## Work task
Which lines in the records below hold the word "creating"? Copy each of them.

Material for this task section start

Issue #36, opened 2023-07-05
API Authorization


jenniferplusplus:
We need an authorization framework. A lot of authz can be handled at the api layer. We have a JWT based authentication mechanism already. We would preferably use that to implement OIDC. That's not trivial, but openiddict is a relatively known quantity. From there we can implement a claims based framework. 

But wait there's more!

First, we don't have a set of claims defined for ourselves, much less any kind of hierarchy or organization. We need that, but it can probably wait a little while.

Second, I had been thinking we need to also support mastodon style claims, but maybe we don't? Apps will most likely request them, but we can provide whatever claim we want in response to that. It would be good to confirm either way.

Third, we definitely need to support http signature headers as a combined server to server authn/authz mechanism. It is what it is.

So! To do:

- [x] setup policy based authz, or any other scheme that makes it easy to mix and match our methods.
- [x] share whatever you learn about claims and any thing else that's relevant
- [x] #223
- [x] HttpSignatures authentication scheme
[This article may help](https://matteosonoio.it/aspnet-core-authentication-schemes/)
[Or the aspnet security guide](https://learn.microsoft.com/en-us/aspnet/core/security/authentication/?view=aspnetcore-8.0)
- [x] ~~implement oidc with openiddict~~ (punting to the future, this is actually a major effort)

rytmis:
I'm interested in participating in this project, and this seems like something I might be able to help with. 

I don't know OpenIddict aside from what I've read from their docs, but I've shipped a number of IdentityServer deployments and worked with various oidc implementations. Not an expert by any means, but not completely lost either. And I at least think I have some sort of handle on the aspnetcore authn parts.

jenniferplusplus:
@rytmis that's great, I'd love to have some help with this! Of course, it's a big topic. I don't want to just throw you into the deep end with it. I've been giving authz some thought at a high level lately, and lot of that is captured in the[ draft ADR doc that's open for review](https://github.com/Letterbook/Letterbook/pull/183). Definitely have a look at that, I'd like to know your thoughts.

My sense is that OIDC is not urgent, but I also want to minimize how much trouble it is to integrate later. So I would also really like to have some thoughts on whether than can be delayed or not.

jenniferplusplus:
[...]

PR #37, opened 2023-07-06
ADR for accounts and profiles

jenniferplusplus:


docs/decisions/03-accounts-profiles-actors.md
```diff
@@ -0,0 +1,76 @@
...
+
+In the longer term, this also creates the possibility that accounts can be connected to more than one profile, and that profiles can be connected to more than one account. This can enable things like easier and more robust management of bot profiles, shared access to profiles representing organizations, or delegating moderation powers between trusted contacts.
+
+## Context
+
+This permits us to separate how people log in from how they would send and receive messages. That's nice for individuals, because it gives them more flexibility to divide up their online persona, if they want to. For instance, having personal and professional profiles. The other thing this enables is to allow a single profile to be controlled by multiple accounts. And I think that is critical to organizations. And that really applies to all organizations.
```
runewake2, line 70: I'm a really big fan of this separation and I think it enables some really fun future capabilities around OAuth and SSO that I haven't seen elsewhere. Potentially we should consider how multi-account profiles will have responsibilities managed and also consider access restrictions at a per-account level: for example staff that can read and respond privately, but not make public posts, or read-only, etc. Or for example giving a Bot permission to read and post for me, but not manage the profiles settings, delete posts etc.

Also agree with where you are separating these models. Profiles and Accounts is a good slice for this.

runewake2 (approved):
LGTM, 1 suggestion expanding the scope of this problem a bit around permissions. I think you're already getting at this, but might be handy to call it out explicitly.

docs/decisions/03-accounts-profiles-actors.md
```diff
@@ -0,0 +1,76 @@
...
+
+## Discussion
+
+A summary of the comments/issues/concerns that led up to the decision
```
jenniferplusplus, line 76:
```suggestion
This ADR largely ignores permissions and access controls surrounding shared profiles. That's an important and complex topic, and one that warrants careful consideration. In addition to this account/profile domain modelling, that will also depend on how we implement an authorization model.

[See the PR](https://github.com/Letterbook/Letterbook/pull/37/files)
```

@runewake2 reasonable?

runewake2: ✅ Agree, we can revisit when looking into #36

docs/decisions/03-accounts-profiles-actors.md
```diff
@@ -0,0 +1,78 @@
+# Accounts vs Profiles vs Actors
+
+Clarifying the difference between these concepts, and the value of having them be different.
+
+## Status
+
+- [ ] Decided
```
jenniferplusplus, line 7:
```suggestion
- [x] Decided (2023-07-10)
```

Material for this task section end
Material for this task section start

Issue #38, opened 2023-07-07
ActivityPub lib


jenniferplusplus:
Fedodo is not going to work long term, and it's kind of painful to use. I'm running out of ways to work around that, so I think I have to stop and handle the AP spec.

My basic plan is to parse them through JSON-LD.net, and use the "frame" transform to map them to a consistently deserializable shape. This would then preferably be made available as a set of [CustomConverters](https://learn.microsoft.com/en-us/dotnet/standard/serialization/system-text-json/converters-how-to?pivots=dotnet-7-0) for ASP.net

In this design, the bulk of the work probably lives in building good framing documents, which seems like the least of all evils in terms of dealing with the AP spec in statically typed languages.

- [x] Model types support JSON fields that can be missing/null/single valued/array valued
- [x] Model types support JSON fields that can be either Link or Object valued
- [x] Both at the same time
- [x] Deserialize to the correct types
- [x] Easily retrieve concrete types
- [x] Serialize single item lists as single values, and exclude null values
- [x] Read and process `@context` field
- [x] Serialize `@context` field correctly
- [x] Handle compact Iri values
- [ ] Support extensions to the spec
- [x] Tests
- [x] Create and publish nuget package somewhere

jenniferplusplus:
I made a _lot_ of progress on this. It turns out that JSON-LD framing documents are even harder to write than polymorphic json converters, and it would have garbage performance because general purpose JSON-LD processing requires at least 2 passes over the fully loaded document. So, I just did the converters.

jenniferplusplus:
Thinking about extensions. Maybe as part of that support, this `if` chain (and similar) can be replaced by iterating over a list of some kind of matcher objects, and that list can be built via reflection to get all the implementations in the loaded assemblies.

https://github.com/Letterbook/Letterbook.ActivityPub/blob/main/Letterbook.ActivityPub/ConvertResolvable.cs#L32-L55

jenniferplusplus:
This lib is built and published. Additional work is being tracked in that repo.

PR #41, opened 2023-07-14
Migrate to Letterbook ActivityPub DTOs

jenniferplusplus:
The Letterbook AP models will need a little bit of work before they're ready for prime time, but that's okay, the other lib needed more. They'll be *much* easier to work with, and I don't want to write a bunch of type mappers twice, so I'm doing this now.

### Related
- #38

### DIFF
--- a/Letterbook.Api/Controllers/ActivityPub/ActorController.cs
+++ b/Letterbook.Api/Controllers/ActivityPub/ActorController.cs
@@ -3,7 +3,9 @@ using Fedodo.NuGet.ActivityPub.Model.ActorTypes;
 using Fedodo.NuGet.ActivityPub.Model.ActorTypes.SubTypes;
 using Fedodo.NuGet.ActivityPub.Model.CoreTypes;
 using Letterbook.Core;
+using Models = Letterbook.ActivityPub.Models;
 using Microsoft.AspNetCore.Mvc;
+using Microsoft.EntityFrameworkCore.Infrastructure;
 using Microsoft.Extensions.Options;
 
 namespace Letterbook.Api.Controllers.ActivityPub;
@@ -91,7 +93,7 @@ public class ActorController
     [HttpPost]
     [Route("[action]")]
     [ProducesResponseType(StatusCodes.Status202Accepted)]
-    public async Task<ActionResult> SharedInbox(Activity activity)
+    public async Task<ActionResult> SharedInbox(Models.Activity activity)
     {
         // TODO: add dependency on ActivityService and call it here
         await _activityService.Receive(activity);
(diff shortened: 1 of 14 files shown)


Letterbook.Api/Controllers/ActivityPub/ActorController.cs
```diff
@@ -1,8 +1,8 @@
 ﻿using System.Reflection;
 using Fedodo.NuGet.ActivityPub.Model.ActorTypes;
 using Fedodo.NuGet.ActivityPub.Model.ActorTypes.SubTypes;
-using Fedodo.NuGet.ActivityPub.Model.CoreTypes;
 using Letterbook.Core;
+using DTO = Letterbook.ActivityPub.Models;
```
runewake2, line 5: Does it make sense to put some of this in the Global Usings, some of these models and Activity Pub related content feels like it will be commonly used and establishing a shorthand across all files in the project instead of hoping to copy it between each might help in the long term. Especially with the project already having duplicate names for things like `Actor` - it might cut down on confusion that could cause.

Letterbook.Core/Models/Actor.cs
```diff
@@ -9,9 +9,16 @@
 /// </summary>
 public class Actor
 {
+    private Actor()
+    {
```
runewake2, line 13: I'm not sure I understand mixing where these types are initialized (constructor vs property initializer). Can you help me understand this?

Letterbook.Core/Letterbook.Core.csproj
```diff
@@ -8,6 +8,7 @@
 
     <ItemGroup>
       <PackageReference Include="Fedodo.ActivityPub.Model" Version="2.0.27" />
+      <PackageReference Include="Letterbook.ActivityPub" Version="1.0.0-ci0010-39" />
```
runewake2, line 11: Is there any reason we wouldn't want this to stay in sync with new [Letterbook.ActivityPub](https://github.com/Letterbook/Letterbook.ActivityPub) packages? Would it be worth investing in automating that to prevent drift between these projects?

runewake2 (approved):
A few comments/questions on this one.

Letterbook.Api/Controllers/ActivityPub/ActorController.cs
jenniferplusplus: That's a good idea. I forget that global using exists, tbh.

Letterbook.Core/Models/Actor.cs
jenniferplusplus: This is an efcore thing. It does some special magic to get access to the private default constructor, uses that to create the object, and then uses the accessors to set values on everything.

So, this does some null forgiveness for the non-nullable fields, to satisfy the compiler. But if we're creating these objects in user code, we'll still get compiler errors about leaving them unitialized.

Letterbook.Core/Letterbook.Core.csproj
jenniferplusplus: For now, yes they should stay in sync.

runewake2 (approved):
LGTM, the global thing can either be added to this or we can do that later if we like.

Material for this task section end
Material for this task section start

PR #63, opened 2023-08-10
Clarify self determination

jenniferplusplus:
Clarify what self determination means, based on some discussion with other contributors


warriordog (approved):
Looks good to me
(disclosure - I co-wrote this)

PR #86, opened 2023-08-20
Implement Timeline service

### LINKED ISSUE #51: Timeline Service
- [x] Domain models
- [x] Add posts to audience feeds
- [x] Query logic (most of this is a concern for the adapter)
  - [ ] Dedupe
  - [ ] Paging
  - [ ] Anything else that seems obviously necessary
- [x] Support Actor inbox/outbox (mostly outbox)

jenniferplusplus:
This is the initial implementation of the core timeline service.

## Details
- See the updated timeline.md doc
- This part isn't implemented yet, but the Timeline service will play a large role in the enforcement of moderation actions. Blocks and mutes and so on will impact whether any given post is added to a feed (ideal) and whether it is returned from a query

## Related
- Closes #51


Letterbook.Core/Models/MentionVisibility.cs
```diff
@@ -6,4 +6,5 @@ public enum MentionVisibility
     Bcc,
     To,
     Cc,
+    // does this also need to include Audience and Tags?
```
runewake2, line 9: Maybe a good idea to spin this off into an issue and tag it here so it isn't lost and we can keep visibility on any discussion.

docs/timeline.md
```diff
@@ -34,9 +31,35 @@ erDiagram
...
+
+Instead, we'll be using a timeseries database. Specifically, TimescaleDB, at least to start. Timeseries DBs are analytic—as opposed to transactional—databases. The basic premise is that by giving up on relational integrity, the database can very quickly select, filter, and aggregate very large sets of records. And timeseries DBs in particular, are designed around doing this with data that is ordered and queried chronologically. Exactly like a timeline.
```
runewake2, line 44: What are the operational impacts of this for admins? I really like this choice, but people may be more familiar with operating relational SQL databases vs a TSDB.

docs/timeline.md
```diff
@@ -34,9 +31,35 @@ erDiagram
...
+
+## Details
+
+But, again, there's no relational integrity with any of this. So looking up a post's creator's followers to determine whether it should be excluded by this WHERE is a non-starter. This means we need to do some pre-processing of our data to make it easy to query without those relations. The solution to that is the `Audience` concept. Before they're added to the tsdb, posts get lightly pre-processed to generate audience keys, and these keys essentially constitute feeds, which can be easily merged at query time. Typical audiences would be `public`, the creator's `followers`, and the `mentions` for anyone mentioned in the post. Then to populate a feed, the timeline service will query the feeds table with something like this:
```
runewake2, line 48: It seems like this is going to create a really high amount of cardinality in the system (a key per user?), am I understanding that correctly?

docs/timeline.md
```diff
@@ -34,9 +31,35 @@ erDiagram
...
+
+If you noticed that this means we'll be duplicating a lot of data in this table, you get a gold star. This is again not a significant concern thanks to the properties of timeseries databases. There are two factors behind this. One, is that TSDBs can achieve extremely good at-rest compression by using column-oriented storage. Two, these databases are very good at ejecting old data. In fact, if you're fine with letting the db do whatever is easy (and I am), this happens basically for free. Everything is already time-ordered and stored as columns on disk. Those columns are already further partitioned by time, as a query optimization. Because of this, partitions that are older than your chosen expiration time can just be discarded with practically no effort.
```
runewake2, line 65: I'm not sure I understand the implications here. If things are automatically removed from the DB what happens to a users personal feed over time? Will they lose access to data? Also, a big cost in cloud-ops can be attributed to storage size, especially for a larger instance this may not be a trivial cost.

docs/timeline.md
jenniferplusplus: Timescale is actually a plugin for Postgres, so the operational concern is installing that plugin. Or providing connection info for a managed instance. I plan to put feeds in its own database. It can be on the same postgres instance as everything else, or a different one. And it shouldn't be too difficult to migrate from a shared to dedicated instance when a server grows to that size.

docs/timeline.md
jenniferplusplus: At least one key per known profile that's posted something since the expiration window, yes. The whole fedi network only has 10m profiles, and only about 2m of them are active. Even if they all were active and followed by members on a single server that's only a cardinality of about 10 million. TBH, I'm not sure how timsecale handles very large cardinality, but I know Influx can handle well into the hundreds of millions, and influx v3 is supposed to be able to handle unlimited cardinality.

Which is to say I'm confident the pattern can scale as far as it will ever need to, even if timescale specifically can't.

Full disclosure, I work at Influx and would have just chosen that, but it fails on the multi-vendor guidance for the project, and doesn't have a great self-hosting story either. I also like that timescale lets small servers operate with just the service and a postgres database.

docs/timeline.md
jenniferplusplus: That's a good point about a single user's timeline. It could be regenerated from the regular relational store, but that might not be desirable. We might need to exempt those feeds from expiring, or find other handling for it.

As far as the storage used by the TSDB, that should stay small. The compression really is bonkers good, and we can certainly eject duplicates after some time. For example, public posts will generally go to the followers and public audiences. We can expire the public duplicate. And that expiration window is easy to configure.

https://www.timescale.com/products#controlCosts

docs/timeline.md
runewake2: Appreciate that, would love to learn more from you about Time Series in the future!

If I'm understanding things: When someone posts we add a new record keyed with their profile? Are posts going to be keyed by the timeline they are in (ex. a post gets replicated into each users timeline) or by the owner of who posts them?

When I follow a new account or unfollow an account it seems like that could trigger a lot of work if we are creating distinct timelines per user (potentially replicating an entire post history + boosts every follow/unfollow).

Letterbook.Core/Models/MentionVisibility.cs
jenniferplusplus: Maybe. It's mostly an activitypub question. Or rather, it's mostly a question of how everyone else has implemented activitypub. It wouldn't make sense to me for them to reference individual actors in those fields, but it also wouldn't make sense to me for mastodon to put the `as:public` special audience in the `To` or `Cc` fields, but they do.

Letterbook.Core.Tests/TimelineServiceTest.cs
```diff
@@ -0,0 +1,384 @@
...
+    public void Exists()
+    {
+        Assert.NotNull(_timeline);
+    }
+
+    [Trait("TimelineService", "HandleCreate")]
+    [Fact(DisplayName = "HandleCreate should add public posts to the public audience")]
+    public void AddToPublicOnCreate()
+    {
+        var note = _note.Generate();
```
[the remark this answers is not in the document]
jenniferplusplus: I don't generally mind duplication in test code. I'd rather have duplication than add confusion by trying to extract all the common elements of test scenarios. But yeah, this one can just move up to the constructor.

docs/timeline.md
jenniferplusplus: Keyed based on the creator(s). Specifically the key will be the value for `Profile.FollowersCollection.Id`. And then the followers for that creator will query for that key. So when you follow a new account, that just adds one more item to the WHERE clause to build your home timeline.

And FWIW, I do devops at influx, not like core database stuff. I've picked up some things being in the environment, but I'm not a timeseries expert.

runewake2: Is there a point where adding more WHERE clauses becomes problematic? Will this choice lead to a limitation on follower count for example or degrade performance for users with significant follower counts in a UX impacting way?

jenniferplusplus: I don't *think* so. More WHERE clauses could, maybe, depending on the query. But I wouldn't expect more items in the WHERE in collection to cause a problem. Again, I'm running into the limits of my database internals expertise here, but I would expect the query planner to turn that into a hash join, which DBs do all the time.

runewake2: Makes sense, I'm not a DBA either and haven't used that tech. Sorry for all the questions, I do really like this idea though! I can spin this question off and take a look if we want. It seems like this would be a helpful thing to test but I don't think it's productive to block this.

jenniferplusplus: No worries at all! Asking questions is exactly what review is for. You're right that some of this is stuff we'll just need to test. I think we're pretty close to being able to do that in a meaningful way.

Material for this task section end

## Finished task
So, this does some null forgiveness for the non-nullable fields, to satisfy the compiler. But if we're creating these objects in user code, we'll still get compiler errors about leaving them unitialized.
When I follow a new account or unfollow an account it seems like that could trigger a lot of work if we are creating distinct timelines per user (potentially replicating an entire post history + boosts every follow/unfollow).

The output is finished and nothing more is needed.